The new regime for screening foreign direct investment in Bulgaria entered into force

Amendments to the Regulations for the Implementation of the Investment Promotion Act („RIIPA“) were published in the State Gazette No. 59 dated 22.07.2025, which practically initiate the application of a new screening regime applicable to foreign direct investments in Bulgaria. The amendments entered into force on 22.07.2025.

The amendments in the RIIPA are mostly related to a permit granted to a foreign investor to carry out a foreign direct investment and represent continuation of the amendments to the Investment Promotion Act (“IPA”) adopted in 2024.

1.     Concept of foreign investor

A foreign investor, in general, is:

a) a person who is not a citizen of a Member State of the European Union, or whose registered office is not located in a Member State, who has made or intends to make an investment in Bulgaria;

b) a legal entity whose registered office is in a Member State of the European Union, which has made or intends to make an investment in Bulgaria, in which control is exercised directly or indirectly by natural or legal persons, outside the European Union.

2.     What is Foreign Direct Investment?

The legal concept is broad and covers an investment of any kind by a foreign investor with the purpose of establishing or maintaining lasting and direct links between the foreign investor and the undertaking to whom the capital has been granted in order to carry out economic activities in Bulgaria, including an investment that enables effective participation in the management or control of a company, carrying out economic activity. Foreign direct investment is also the expansion of an existing investment, including the expansion of the capacity of an existing enterprise, the diversification of the production of an enterprise with products that have not been previously manufactured, as well as the creation of a new place of business or the increase in the capital of the investee, provided that the shares/stocks are acquired by the foreign investor. A portfolio (passive) investment is not a foreign direct investment.

The screening regime for foreign direct investments is permitting and covers both new foreign investments and planned expansion of an already made investment in the country.

The screening will be carried out by a special body – the Interdepartmental Screening Council at the Council of Ministers. It will examine applications and refuse/authorize foreign direct investment.

3.     Investments subject to screening

Foreign direct investment must focus on areas of activity referred to in Regulation (EU) 2019/452, such as critical infrastructure, i.e. essential for the maintenance of vital public functions, health, safety, economic and social well-being (including water, energy, healthcare, communications, media, data processing or storage, aviation, defence, etc.); critical technologies and products; delivery of critical resources; access to sensitive information; media freedom and pluralism.

It must also meet one of the following conditions specified in the IPA:

1)     through the implementation of the investment, the ownership of at least 10 per cent of the capital of an enterprise operating in the country is acquired, or the value of the investment exceeds the threshold of EUR 2,000,000 or their equivalent; or

2)     through the implementation of the investment, the ownership of at least 10 per cent of the capital of an enterprise operating in the country and carrying out high-tech activities is acquired; or

3)     the new investment exceeds the threshold of EUR 2,000,000.
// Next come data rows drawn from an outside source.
Issue #739, opened 2020-03-16
Theming concept with custom properties


ffriedl89:
# Feature Request

We are currently shipping a lot of styles for our theming capabilities. Since we are no longer supporting IE11 we can safely move to custom properties for theming purposes. 

Goal: 
Work out a concept for theming that leverages custom properties and therefore decreases our bundle sizes. Especially the button's bundle is huge ~200kb. Make a PoC before we change all components to the new theming

Also consider that we don't want to have breaking changes visually. Since all classes are prefixed with `dt` we can safely change the way we handle them.

Initial idea: The dt-theme directive could set the custom properties correctly for the given theme. The components use the properties inherited from the theme. Therefore we can still have nested themes the same way we do now (context dialog that has a dark theme on a light page) 

- [ ] Switch the dt-button we have to themed version using custom-properties
- [ ] Make a list of all components that need changing
- [ ] Keep the old way of theming intact - so we can switch component by component

--- 

Other components that should be converted: 

* Alert #956 
* Bar indicator #957 
* Breadcrumbs #958 
* Button group
* Card #970 
* Chart heatfield
* Checkbox #971
* Consumption
* Expandable section
* Form field
* Highlight
* Icon
* Info group
* Progress bar
* Progress circle
* Radio button
* Show more
* Switch
* Table
* Tabs
* Tile
* Toggle button group
* Tree table

ffriedl89:
Size of button.js in the esm2015 modules is 242kb - lets compare afterwards

PR #920, opened 2020-04-27
feat(button): Changed button theming to custom properties

NinaKammerlander:

<hr>
Changes the theming of the button component so it works with custom properties.
This PR is part of #739  

#### Type of PR

#### Checklist

### DIFF
--- a/libs/barista-components/button/src/_button-theme.scss
+++ b/libs/barista-components/button/src/_button-theme.scss
@@ -1,227 +1,276 @@
-@import '../../core/src/theming/theming';
-@import '../../core/src/style/interactive-common';
+.dt-button {
+  --dt-button-default-color: var(--dt-theme-main-default-color);
+  --dt-button-hover-color: var(--dt-theme-main-hover-color);
+  --dt-button-active-color: var(--dt-theme-main-active-color);
+}
 
-@mixin dt-theme-button($theme) {
-  $palette-names: 'main', 'warning', 'cta';
-  $default-palette: 'main';
+.dt-button.dt-color-warning {
+  --dt-button-default-color: var(--dt-warning-default-color);
+  --dt-button-hover-color: var(--dt-warning-hover-color);
+  --dt-button-active-color: var(--dt-warning-active-color);
+}
 
-  @each $name in $palette-names {
-    $is-dark: map-get($theme, 'is-dark');
-    $palette: dt-get-theme-palette($theme, $name);
-    $default-color: dt-get-theme-color($palette, 'default');
-    $hover-color: dt-get-theme-color($palette, 'hover');
-    $active-color: dt-get-theme-color($palette, 'active');
+.dt-button.dt-color-cta {
+  --dt-button-default-color: var(--dt-cta-default-color);
+  --dt-button-hover-color: var(--dt-cta-hover-color);
+  --dt-button-active-color: var(--dt-cta-active-color);
+}
 
-    // Temporary fix to not make button color depend on theme.
-    // We only have to override the main color because the warning and
-    // cta colors are the same across all themes for now.
-    @if ($name == 'main') {
-      @if ($is-dark == true) {
-        $default-color: $turquoise-500;
-        $hover-color: $turquoise-400;
-        $active-color: $turquoise-300;
-      } @else {
-        $default-color: $turquoise-600;
-        $hover-color: $turquoise-700;
-        $active-color: $turquoise-800;
-      }
+////////////////////////////
+// Primary Button
+////////////////////////////
+.dt-button-primary {
+  background: var(--dt-button-default-color);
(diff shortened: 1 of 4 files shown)


libs/barista-components/button/src/_button-theme.scss
```diff
@@ -1,227 +1,271 @@
...
-    }
 
-    $namespace: '.dt-button';
-    @if $name != $default-palette {
-      $namespace: '.dt-button.dt-color-#{$name}';
-    }
+.dt-color-warning {
+  --dt-theme-main-default-color: var(--dt-warning-default-color);
+  --dt-theme-main-hover-color: var(--dt-warning-hover-color);
+  --dt-theme-main-active-color: var(--dt-warning-active-color);
```
tomheller, line 5: I'm not entirely certain how good of an idea it is to reset the theme main color in this case. Maybe we should think about scoping the variable names to the button itself, this way we can prevent side effects if other components that allow nesting access i.e. the `--dt-theme-main-default-color`.

```suggestion
  --dt-button-default-color: var(--dt-warning-default-color);
  --dt-button-hover-color: var(--dt-warning-hover-color);
  --dt-button-active-color: var(--dt-warning-active-color);
```

libs/barista-components/button/src/_button-theme.scss
```diff
@@ -1,227 +1,271 @@
...
+}
+
+.dt-color-cta {
+  --dt-theme-main-default-color: var(--dt-cta-default-color);
+  --dt-theme-main-hover-color: var(--dt-cta-hover-color);
+  --dt-theme-main-active-color: var(--dt-cta-active-color);
```
tomheller, line 11: And the same here of course.
```suggestion
  --dt-button-default-color: var(--dt-cta-default-color);
  --dt-button-hover-color: var(--dt-cta-hover-color);
  --dt-button-active-color: var(--dt-cta-active-color);
```

libs/barista-components/button/src/_button-theme.scss
```diff
@@ -1,227 +1,271 @@
...
+}
+
+////////////////////////////
+// Primary Button
+////////////////////////////
+.dt-button-primary {
+  background: var(--dt-theme-main-default-color);
+  border-color: var(--dt-theme-main-default-color);
```
tomheller, line 19: And only use the buttons own variables in assignments: 
```suggestion
  background: var(--dt-button-default-color);
  border-color: var(--dt-button-default-color);
```

libs/barista-components/button/src/_button-theme.scss
```diff
@@ -1,227 +1,271 @@
...
-        $hover-color: $turquoise-700;
-        $active-color: $turquoise-800;
-      }
-    }
 
-    $namespace: '.dt-button';
-    @if $name != $default-palette {
-      $namespace: '.dt-button.dt-color-#{$name}';
-    }
+.dt-color-warning {
```
tomheller, line 2: Maybe we can scope the color definitions to the host and define a default if they are not set.
For custom properties you can set a default, when a value is not defined. I guess this would be a good fallback if the button is not wrapped into a dtTheme. 

```suggestion
:host {
  --dt-button-default-color: var(--dt-theme-main-default-color, $turquoise500);
  --dt-button-hover-color: var(--dt-theme-main-hover-color, $turquoise600);
  --dt-button-active-color: var(--dt-theme-main-active-color, $turquoise700);
}
:host.dt-color-warning {
  --dt-button-default-color: var(--dt-warning-default-color);
  --dt-button-hover-color: var(--dt-warning-hover-color);
  --dt-button-active-color: var(--dt-warning-active-color);
}
```

Please not that this is not tested code and the turquoise color values may not be correct.

ffriedl89: Maybe it makes more sense to set the default/fallback on the main.scss file to basically on the :root element. Because if the consumer does not use the dt-theme it will fallback to the root definitions for the custom properties. 
```
:root {
  // i am turquoise by default
--dt-theme-main-
}
```
Otherwise we would end up with default values spread across the components.
What do you think @tomheller @NinaKammerlander

tomheller: I like the idea of defaulting to the turquoise theme in the `main.scss` file with a `:root` selector. 
We probably will still end up with different defaults on a component level, because I think not every default is set to `main` color palette.

tomheller:
I have rebased the commits. Please give another review @ffriedl89 @lukasholzer. This one looks quite ready.

tomheller:
Fixed formatting issue in PR.

tomheller:
Rebased in CI fix for build to pass again.

tomheller:
Manually cherry picked to 6.x
New head is f698f5885e5aa642d9551314662ab3a68e0c1424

Foreign direct investments made by an investor from Russia or the Republic of Belarus are subject to mandatory screening even if they do not meet the above conditions.

The Act expressly provides that the rules for screening investments from European Union member states shall also apply to investments from certain countries included in a list approved by the National Assembly, as well as from the United States of America, the United Kingdom of Great Britain, Canada, Australia, New Zealand, Japan, the Republic of Korea, the United Arab Emirates, a country party to the Agreement on the European Economic Area, the Swiss Confederation, and the Kingdom of Saudi Arabia.

4.     Prior authorisation

With the amendments to the RIIPA, a template application has been introduced, accompanied by a request for authorization. The application is submitted by the foreign investor through the Bulgarian Investment Agency to the Interdepartmental Screening Council, which considers it within 45 days.

The Interdepartmental Screening Council may: (i) admit the investment without due diligence; (ii) order due diligence, or (iii) deny authorisation.

5.     Sanctions

According to the IPA, a foreign investor can be sanctioned with an amount of up to 5% of the value of the investment, but not less than BGN 50,000 (about 25,000 euros) for non-compliance with the regime.

In addition to the sanction, the Interdepartmental Screening Council of the direct foreign investments may impose on the foreign investor restrictive measures necessary to ensure security or public order, including change of control, modification and/or cessation of activities, termination of foreign direct investment and other appropriate measures.